Independent capstone project to Springboard's Data Science program.
Given satellite imagery of Denver, we can train a convolutional neural network to correctly identify rooftop area.
- Label 75+ images of rooftops with the tool provided generously by Dr. Tony Szedlak
- Build a data generator to apply random cropping of size (256,256) of the (800,800) images
- Build a CNN
- Train the CNN given the generated data
- Fine tune the model’s hyperparameters to increase model accuracy
- Predict given all 1,800+ satellite images for Denver, CO
The City and County of Denver generously provides open source data via https://www.denvergov.org/opendata. For this project, I am using their 2004 dataset of satellite imagery of Denver County. These data consist of almost 2,500 JP2 files.
From the Open Data website:
- Color, 6 inch resolution aerial photography for the City and County of Denver acquired in 2004. True-ortho correction is applied to all structures 4 stories and above in designated areas including all bridges and highway overpasses.
- Coverage includes a 359 square mile area encompassing the City and County of Denver, City of Glendale, City of Littleton, and the Denver Water Service Area. This project does not include DIA.
- Spatial reference is NAD 1983 HARN StatePlane Colorado Central FIPS 0502.
- For the benefit of the analysis, I converted these JP2 files into JPEGs using XnConverter for Linux.
The exploratory data analysis of the 1,000+ image dataset, provided by Denver Open Data
The code used for the data generator The base of my data generator takes an (1000, 1000) px image and it’s corresponding mask and:
- randomly rotates the images between 0 and 360 degrees
- randomly crops the images to size (256,256).

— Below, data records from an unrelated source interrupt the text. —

PR #2119, opened 2022-01-24
Add Kafka 3.1.0 version number

bai:
Add support for Kafka 3.1.0


dnwe:
@bai I wonder if we should name the PR/commit “add Kafka 3.1.0 version number” rather than “add support”, unless you’ve run through the FV test against a 3.1 cluster already?

bai:
> @bai I wonder if we should name the PR/commit “add Kafka 3.1.0 version number” rather than “add support”, unless you’ve run through the FV test against a 3.1 cluster already?

Done.

Siyu-silvia:
Hi, may I ask whether Kafka 3.1.0 is supported now? Thanks!

PR #2122, opened 2022-01-31
fix(test): make it simpler to re-use toxiproxy

dnwe:
Sometimes it is convenient to re-use the docker containers between runs of an FV test. The existing support for supplying a pre-existing TOXIPROXY_ADDR was a little flakey. Tidy up functional_test.go so that it will getOrCreate the toxiproxy routes to the kafka brokers. Then you can just manually `docker-compose up -d` before running a given test yourself and prevent the teardown at the end.

This is particularly useful for people who have migrated away from docker desktop to limavm and want to use `lima nerdctl compose` locally.

### DIFF
--- a/functional_test.go
+++ b/functional_test.go
@@ -8,7 +8,6 @@ import (
 	"fmt"
 	"io"
 	"log"
-	"net"
 	"net/http"
 	"net/url"
 	"os"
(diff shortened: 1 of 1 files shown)


bai (approved):
👍🏼

PR #2124, opened 2022-01-31
Add Kafka 3.1.0 to CI matrix, migrate to bitnami kafka image

bai:
Migrate from cp-kafka proprietary kafka docker image to bitnami one. 

As you could see in the diff, we've had quite some hackery around handling the fact that Confluent Platform versioning scheme is very off with Kafka one. 
Not only that, Confluent Platform lags behind quite noticeably — we add workarounds to pretend we're really testing against the latest Kafka version, while we're not.

To mitigate these annoyances, in this PR I'm migrating to a more actively maintained Bitnami Kafka docker image that seems to be pretty up to date with mainstream Kafka releases. Thanks Bitnami folks!

### DIFF
--- a/.github/workflows/ci.yml
+++ b/.github/workflows/ci.yml
@@ -49,6 +49,8 @@ jobs:
     - name: Lint
       uses: golangci/golangci-lint-action@v2
       if: ${{ matrix.go-version == '1.17.x' }}
+      env:
+        GOFLAGS: -tags=functional
       with:
         version: v1.44.0
 


dnwe:
@bai I’m +1 for moving away from proprietary images so we can get closed to main releases. However, should we just build our own images rather than rely on bitnami ones?

bai:
Oh wow, didn't think it's going to work just like that. @dnwe could you please take a look at this PR once again? 🙏🏼

docker-compose.yml
```diff
@@ -1,7 +1,7 @@
 version: '3.7'
 services:
   zookeeper-1:
-    image: 'confluentinc/cp-zookeeper:${CONFLUENT_PLATFORM_VERSION:-7.0.1}'
+    image: 'confluentinc/cp-zookeeper:7.0.1'
```
bai, line 4: I don't expect Zookeeper version requirement to change as often as Kafka versions chan ge, so oped to hardcode Zookeeper version instead of adding an extra configuration parameter.

dnwe:
@bai good work — I wonder if it's worth keeping 2.8.1 around in the CI matrix for a bit longer as well? Whilst I know our official support statement is N-1, I think as 3.1.0 has only just released we probably want a bit of coverage on the 2.x series
Unless you think 6 (3 x 1.16, 3 x 1.17) runs of the test suite is too much?

Aside: I wonder if we should split up the matrix so that we run the non-functional unittests with Go 1.16.x and 1.17.x and then run the functional tests against the Kafka versions matrix with just 1.17.x

bai:
@dnwe — thanks for feedback. I've updated the build matrix to reflect it, I think it's a great suggestion. Let me know what you think.

PR #2133, opened 2022-02-08
Fix deadlock when closing Broker in brokerProducer

slaunay:
# Bugfix

A regression was introduced in #2094 (Sarama `1.31.0`) and can result in a deadlock inside the `AsyncProducer` (and indirectly the `SyncProducer`) when handling `Produce` response error (typically network errors, see #2129).
The root cause is an `AsyncProduce` callback used to pipeline `Produce` requests must not close the `Broker` directly.
Indeed, closing the `Broker` blocks till the `responseReceiver` goroutine is done yet the `responseReceiver` goroutine might be blocked invoking a callback.
In this specific case, we are not directly closing the `Broker` in the callback but from:
- the `brokerProducer` `run` goroutine when calling `handleError` after receiving an error producing
- while the `brokerProducer` `bridge` goroutine can be blocked if trying to send another response to the `run` goroutine
- and the `broker` `responseReceiver` goroutine is blocked invoking the callback defined in the `bridge` goroutine

I believe this happens when more than one `Produce` request is in flight to a given broker and we are getting a missing or malformed response which is why it was not detected by the current test suite.
We have been using `Broker.AsyncProduce` and callbacks without issues in production ourselves but this is because we do not rely on the `AsyncProducer` and also made sure not to close the `Broker` in a blocking path.

A simple fix would be to close the broker asynchronously when we receive a response error:
```diff
--- a/async_producer.go
+++ b/async_producer.go
@@ -1028,7 +1028,7 @@ func (bp *brokerProducer) handleError(sent *produceSet, err error) {
        default:
                Logger.Printf("producer/broker/%d state change to [closing] because %s\n", bp.broker.ID(), err)
                bp.parent.abandonBrokerConnection(bp.broker)
-               _ = bp.broker.Close()
+               safeAsyncClose(bp.broker)
                bp.closing = err
                sent.eachPartition(func(topic string, partition int32, pSet *partitionSet) {
                        bp.parent.retryMessages(pSet.msgs, err)
```
But that approach might leak such a goroutine once the `brokerProducer` is abandonned.
So the proposed fix consists of:
- adding a new goroutine to the `brokerProducer` to receive a request to close the `Broker`
- signal such goroutine once when we want to close the `Broker` (e.g. network error)
- wait for it to be done (whether a closing request was sent or not) when we shutdown the `brokerProducer`

## Changes

- add unit test to reproduce the deadlock by simulating a network error
- document possible deadlock when closing the `Broker` from an `AsyncProduce` callback when handling a response error
[...]

PR #2144, opened 2022-02-13
feat(test): add an fvt for broker deadlock

dnwe:
Just a simple test to kill broker connectivity whilst the producer is
in-use and confirm that it is able to successfully recover.


dnwe:
rebased on main now that #2133 has been merged and re-running tests

PR #2156, opened 2022-02-22
Implement resolve_canonical_bootstrap_servers_only

gebn:
This PR allows specifying the equivalent of `client.dns.lookup=resolve_canonical_bootstrap_servers_only`, described in [KIP-235][]. The motivation is identical to the one in the proposal: the lack of this feature effectively mandates providing individual canonical broker hostnames when using GSSAPI, rather than a single alias which resolves to the same underlying IPs. This increases the likelihood of errors, and commits application owners to checking for new and removed brokers on an ongoing basis.

[KIP-235]: https://cwiki.apache.org/confluence/display/KAFKA/KIP-235%3A+Add+DNS+alias+support+for+secured+connection

The Java client implementation for this can be found [here](https://github.com/apache/kafka/blob/3.1.0/clients/src/main/java/org/apache/kafka/clients/ClientUtils.java#L62-L71).

The config could be designed as a `type DNSLookupStrategy int8` enum, with `UseAllDNSIPs` and `ResolveCanonicalBootstrapServersOnly` values, however I went for the `bool` as there is no precedent for mirroring the Java API, and this seemed much simpler to understand.

I was torn about adding `context.Context` to `resolveCanonicalNames()`'s signature. To be consistent with existing code, I've kept this internal. It is not fully supported anyway due to `Net.Proxy.Dialer` being a `proxy.Dialer` rather than `proxy.ContextDialer`.

### DIFF
--- a/client.go
+++ b/client.go
@@ -1,13 +1,18 @@
 package sarama
 
 import (
+	"context"
 	"errors"
 	"math"
 	"math/rand"
+	"net"
 	"sort"
+	"strings"
 	"sync"
 	"sync/atomic"
 	"time"
+
+	"golang.org/x/net/proxy"
 )
 
 // Client is a generic Kafka client. It manages connections to one or more Kafka brokers.
@@ -189,6 +194,14 @@ func NewClient(addrs []string, conf *Config) (Client, error) {
 		cachedPartitionsResults: make(map[string][maxPartitionIndex][]int32),
 		coordinators:            make(map[string]int32),
 		transactionCoordinators: make(map[string]int32),
+	}
+
+	if conf.Net.ResolveCanonicalBootstrapServers {
+		var err error
+		addrs, err = client.resolveCanonicalNames(addrs)
+		if err != nil {
+			return nil, err
+		}
 	}
 
 	client.randomizeSeedBrokers(addrs)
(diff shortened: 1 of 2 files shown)


gebn:
@dnwe, could you approve the workflows so I can fix any issues? Thanks

gebn:
@dnwe I've rebased and added `Signed-off-by`. Still really keen to add this feature :)

gebn:
The [Test with Kafka 3.1.2](https://github.com/IBM/sarama/actions/runs/5536853969/jobs/10195431297#logs) failure was due to a timeout only 8 tests from the end:

|  STATUS | ELAPSED | PACKAGE | COVER | PASS | FAIL | SKIP  |
|-|-|-|-|-|-|-|
| FAIL   | 960.07s | github.com/Shopify/sarama |  -   | 423  |  8   |  1    |
|  PASS   |  0.03s  | github.com/Shopify/sarama/examples/http_server | 22.5% |  3   |  0   |  0    |
|  PASS   |  0.04s  | github.com/Shopify/sarama/mocks                | 82.1% |  36  |  0   |  0    |

 There are no changes here that would affect performance once connected to brokers, so I think that's a false negative. I've rebased, can you re-approve the workflow to give it another go?

gebn:
Thanks! Please let me know if I need to do anything else - I'll hold off rebasing the source branch, as it'll only wait for the checks to be re-approved.

dnwe (approved):
LGTM, it would be good if you could also add a unitest around the functionality but I’m happy for you to do that in a follow up PR

PR #2164, opened 2022-02-25
fix: return underlying sasl error message

dnwe:
The SASL Authentication response message from Kafka has an additional field which can contain a description of why the authentication failed. Currently we drop this in Sarama and just return a generic message based on the kError code.

### DIFF
--- a/broker.go
+++ b/broker.go
@@ -1167,7 +1167,7 @@ func (b *Broker) sendAndReceiveSASLHandshake(saslType SASLMechanism, version int
 		return res.Err
 	}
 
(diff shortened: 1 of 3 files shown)


dnwe:
Added a commit to condense the default output a little which now gives:

```
kafka: client has run out of available brokers to talk to (Is your cluster reachable?): 3 errors occurred:
        * kafka server: SASL Authentication failed.: Authentication failed, invalid credentials
        * kafka server: SASL Authentication failed.: Authentication failed, invalid credentials
        * kafka server: SASL Authentication failed.: Authentication failed, invalid credentials
```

- randomly flips the images along the vertical axis
- randomly rotates the images an additional 90 degrees
The model’s architecture is based off of the U-NET architecture U-NET is a artificial neural network based on ConvNets that is widely used for image segmentation work. The U-NET architecture which features a set of encoding layers then decoding layers. Each encoding chunk, as shown by the set of three lines in each row below, has a convolution block followed by a maxpool downsampling. The decoding section features upsampling and concatenation followed by more convolution.
The modified model architecture I chose for this project is based off of Fabio Sancinetti’s U-NET ConvNet for CT-Scan segmentation.